PR #318, opened 2022-03-19
Fix docs rendering of loss functions.

### LINKED ISSUE #317: docs: loss functions not rendering properly
Compare https://optax.readthedocs.io/en/latest/api.html#losses with https://optax.readthedocs.io/en/stable/api.html#losses

api.rst has a bug in the autofunction syntax for `ctc_loss`, so docs for ctc_loss and subsequent loss functions aren't rendered.
https://github.com/deepmind/optax/blob/252d152660300fc7fe22d214c5adbe75ffab0c4a/docs/api.rst#L445-L456

grahamgower:
Closes #317.

### DIFF
--- a/docs/api.rst
+++ b/docs/api.rst
@@ -447,7 +447,7 @@ Losses
 
 .. autofunction:: cosine_distance
 .. autofunction:: cosine_similarity
--- autofunction:: ctc_loss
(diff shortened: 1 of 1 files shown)


mkunesch (approved):
Thanks a lot!

PR #321, opened 2022-03-28
Enhance `ctc_loss` to return forward probs.

yotarok:
Continuing from #293, we found some use cases where interim alpha probabilities are useful.
This PR renames `ctc_loss` to `ctc_loss_with_foward_probs` and make `ctc_loss` to be an alias to `ctc_loss_with_forward_probs` with omitting auxiliary outputs.

PR #331, opened 2022-04-11
Rename argument names for CTC loss functions.

yotarok:
This PR is fixing some issues mentioned in the follow-up discussions on #321 

The docstring is now confirmed to be correctly rendered to HTMLs.
Since the arguments are renamed, the old code with invocating ctc_loss with keyword arguments will break after merging this change.


hbq1 (approved):
Neat PR, thanks a lot!

PR #351, opened 2022-06-02
[Docs] softmax_cross_entropy_with_integer_label

lkhphuc:
Document for the new loss function is missing from Readthedocs.


mkunesch (approved):
Thanks a lot for spotting this! (and sorry for the slow review)

PR #1374, opened 2025-07-06
Fix tree_min and tree_max to handle zero-size array leafs.

carlosgmartin:
Edit [`tree_min`](https://optax.readthedocs.io/en/latest/api/utilities.html#optax.tree_utils.tree_min) and [`tree_max`](https://optax.readthedocs.io/en/latest/api/utilities.html#optax.tree_utils.tree_max) to correctly handle pytrees that contain leafs that are zero-size arrays. For example:

Before:

```
$ py -c "import optax, jax; print(optax.tree.min([3, jax.numpy.zeros(0)]))"
ValueError: zero-size array to reduction operation min which has no identity
```

After:

```
$ py -c "import optax, jax; print(optax.tree.min([3, jax.numpy.zeros(0)]))"
3.0
```

### DIFF
--- a/optax/tree_utils/_tree_math.py
+++ b/optax/tree_utils/_tree_math.py
@@ -188,9 +188,13 @@ def tree_max(tree: Any) -> jax.typing.ArrayLike:
   Returns:
     a scalar value.
   """
-  maxes = jax.tree.map(jnp.max, tree)
-  # initializer=-jnp.inf should work but pytype wants a jax.Array.
-  return jax.tree.reduce(jnp.maximum, maxes, initializer=jnp.array(-jnp.inf))
+  def f(array):
+    if jnp.size(array) == 0:
+      return None
+    else:
+      return jnp.max(array)
+  maxes = jax.tree.map(f, tree)
+  return jax.tree.reduce(jnp.maximum, maxes, initializer=-float('inf'))
 
 
 def tree_min(tree: Any) -> jax.typing.ArrayLike:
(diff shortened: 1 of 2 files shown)


optax/tree_utils/_tree_math.py
```diff
@@ -176,9 +176,13 @@ def tree_max(tree: Any) -> chex.Numeric:
...
+  def f(array):
+    if jnp.size(array) == 0:
+      return None
+    else:
+      return jnp.max(array)
+  maxes = jax.tree.map(f, tree)
+  return jax.tree.reduce(jnp.maximum, maxes, initializer=-float("inf"))
 
 
 def tree_min(tree: Any) -> chex.Numeric:
```
vroulet: The following seems more elegant to me (similar for tree_max):

```python
import jax.numpy as jnp
import jax

def tree_min(tree) :
  mins = jax.tree.map(lambda a: jnp.min(a, initial=jnp.inf), tree)
  return jax.tree.reduce(jnp.minimum, mins, initializer=jnp.asarray(jnp.inf))

print(tree_min([jnp.asarray([1., 2., 3.]), jnp.asarray([])]))
```

carlosgmartin: I considered that approach as well, but it yields incorrect results when the dtype of `a` doesn't allow it to "reach infinity", because `jnp.min(a, initial=jnp.inf)` is constrained to the range of the dtype of `a`. Example:

```python3
import jax.numpy as jnp
import jax

def tree_min(tree) :
  mins = jax.tree.map(lambda a: jnp.min(a, initial=jnp.inf), tree)
  return jax.tree.reduce(jnp.minimum, mins, initializer=jnp.asarray(jnp.inf))

print(tree_min([1000, jnp.zeros(0, jnp.uint8)])) # incorrectly yields 255.0
print(tree_min([1000, jnp.zeros(0, jnp.int8)])) # incorrectly yields 127.0
```

I added a test that would catch this incorrect implementation.

vroulet (approved):
Thanks for adding the test, looks good to me

carlosgmartin:
@rdyro I think this might need a second approval, like you mentioned [here](https://github.com/google-deepmind/optax/pull/1439#pullrequestreview-3613911237).

rdyro:
It required some patching (inconsistent quotes), but I've pushed it through the system now, should be merged soon, thanks!

vroulet:
This got merged, so closing it manually.

PR #1376, opened 2025-07-11
Fix dtype casting inside tree_add_scale.

carlosgmartin:
The current behavior of [`tree_add_scale`](https://optax.readthedocs.io/en/latest/api/utilities.html#optax.tree_utils.tree_add_scale) is confusing:

```
$ py -c "import optax; print(optax.tree_utils.tree_add_scale([1], 0.1, [1]))"
[Array(1.1, dtype=float32, weak_type=True)]
```

This is because its [current implementation](https://github.com/google-deepmind/optax/blob/a02de8401f7dc406a6324e8dec83c5526e6db249/optax/tree_utils/_tree_math.py#L120) casts `scalar` to the dtype of `x`.

This PR modifies `tree_add_scale` to remove this casting.

Subsequently, it fixes the scan loop bodies inside [`_precondition_by_lbfgs`](https://github.com/google-deepmind/optax/blob/a02de8401f7dc406a6324e8dec83c5526e6db249/optax/_src/transform.py#L1497) to use `tree_cast_like` to ensure the carry output matches the carry input.

### DIFF
--- a/optax/_src/transform.py
+++ b/optax/_src/transform.py
@@ -1543,7 +1543,8 @@ def _precondition_by_lbfgs(
         lambda x: x[idx], (diff_params_memory, diff_updates_memory)
     )
     alpha = rhos[idx] * optax.tree.real(optax.tree.vdot(dwi, vec))
-    vec = optax.tree.add_scale(vec, -alpha, dui)
+    vec_new = optax.tree.add_scale(vec, -alpha, dui)
+    vec = optax.tree.cast_like(vec_new, vec)
     return vec, alpha
 
   precond_updates, alphas = jax.lax.scan(
@@ -1558,7 +1559,8 @@ def _precondition_by_lbfgs(
         lambda x: x[idx], (diff_params_memory, diff_updates_memory)
     )
     beta = rhos[idx] * optax.tree.real(optax.tree.vdot(dui, vec))
-    vec = optax.tree.add_scale(vec, alpha - beta, dwi)
+    vec_new = optax.tree.add_scale(vec, alpha - beta, dwi)
+    vec = optax.tree.cast_like(vec_new, vec)
     return vec, beta
 
   precond_updates, _ = jax.lax.scan(
--- a/optax/tree_utils/_tree_math.py
+++ b/optax/tree_utils/_tree_math.py
@@ -116,8 +116,7 @@ def tree_add_scale(
   """
   scalar = jnp.asarray(scalar)
   return jax.tree.map(
-      lambda x, y: (None if x is None else
-                    (x + jnp.astype(scalar, jnp.asarray(x).dtype) * y)),
+      lambda x, y: (None if x is None else (x + scalar * y)),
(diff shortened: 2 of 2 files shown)


vroulet:
@mtthss you introduced this dtype conversion in #926. Do you remember why?

@carlosgmartin add a test. It's clearly a bug so a test is welcome. Thanks again!

vroulet:
Also @carlosgmartin, can you explain
1. the bug that you then get with lbfgs 
2. whether it was caught by a test or whether you found it yourself

There may be other functions that work well thanks to this undocumented dtype conversion. So maybe we'll have to make a pass on references to tree_add_scale

carlosgmartin:
@vroulet The induced LBFGS bug was caught by a test. Without the two
```python3
vec_new = optax.tree.cast_like(vec_new, vec)
```
lines,
```shell
$ pytest optax/_src/alias_test.py -k test_state_shape_dtype_shard_stability
```
outputs
```
optax/_src/alias_test.py ..s..........s..ss...........ss...........ss.....ss [ 25%]
.................s......ss..s........ss.....ss.............................. [ 62%]
..........................ss...........ss..................ss....FF..FF..... [ 99%]
.                                                                            [100%]

===================================== FAILURES =====================================
________________ LBFGSTest.test_state_shape_dtype_shard_stability0 _________________

self = <alias_test.LBFGSTest testMethod=test_state_shape_dtype_shard_stability0>
dtype = <class 'jax.numpy.float16'>
linesearch = GradientTransformationExtraArgs(init=<function scale_by_backtracking_linesearch.<locals>.init_fn at 0x127a46980>, update=<function scale_by_backtracking_linesearch.<locals>.update_fn at 0x127a46b60>)

...

E       TypeError: scan body function carry input and carry output must have equal types, but they differ:
E       
E       The input carry vec has type float16[3] but the corresponding output carry component has type float32[3], so the dtypes do not match.
E       
E       Revise the function so that all output types match the corresponding input types.

...
```

optax/tree_utils/_tree_math_test.py
```diff
@@ -118,6 +118,11 @@ def test_tree_add_scale(self):
     got = tu.tree_add_scale(self.tree_a, 0.5, self.tree_b)
     chex.assert_trees_all_close(expected, got)
 
+  def test_tree_add_scale_dtype(self):
+    got = tu.tree_add_scale(3, 0.1, 2)
```
rdyro, line 122: Remove this test please

rdyro:
Removing the dtype cast in `tree_add_scale` is a good idea and making this explicit for L-BFGS is great! Thanks @carlosgmartin

optax/tree_utils/_tree_math_test.py
carlosgmartin: @vroulet asked me to add a test [here](https://github.com/google-deepmind/optax/pull/1376#issuecomment-3071507966). Can you clarify?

▶ _PROBLEM DETAILS_
What the answer needs is every line from the data above with "rendered" in it.

▶ _EXERCISE RESULT_
api.rst has a bug in the autofunction syntax for `ctc_loss`, so docs for ctc_loss and subsequent loss functions aren't rendered.
The docstring is now confirmed to be correctly rendered to HTMLs.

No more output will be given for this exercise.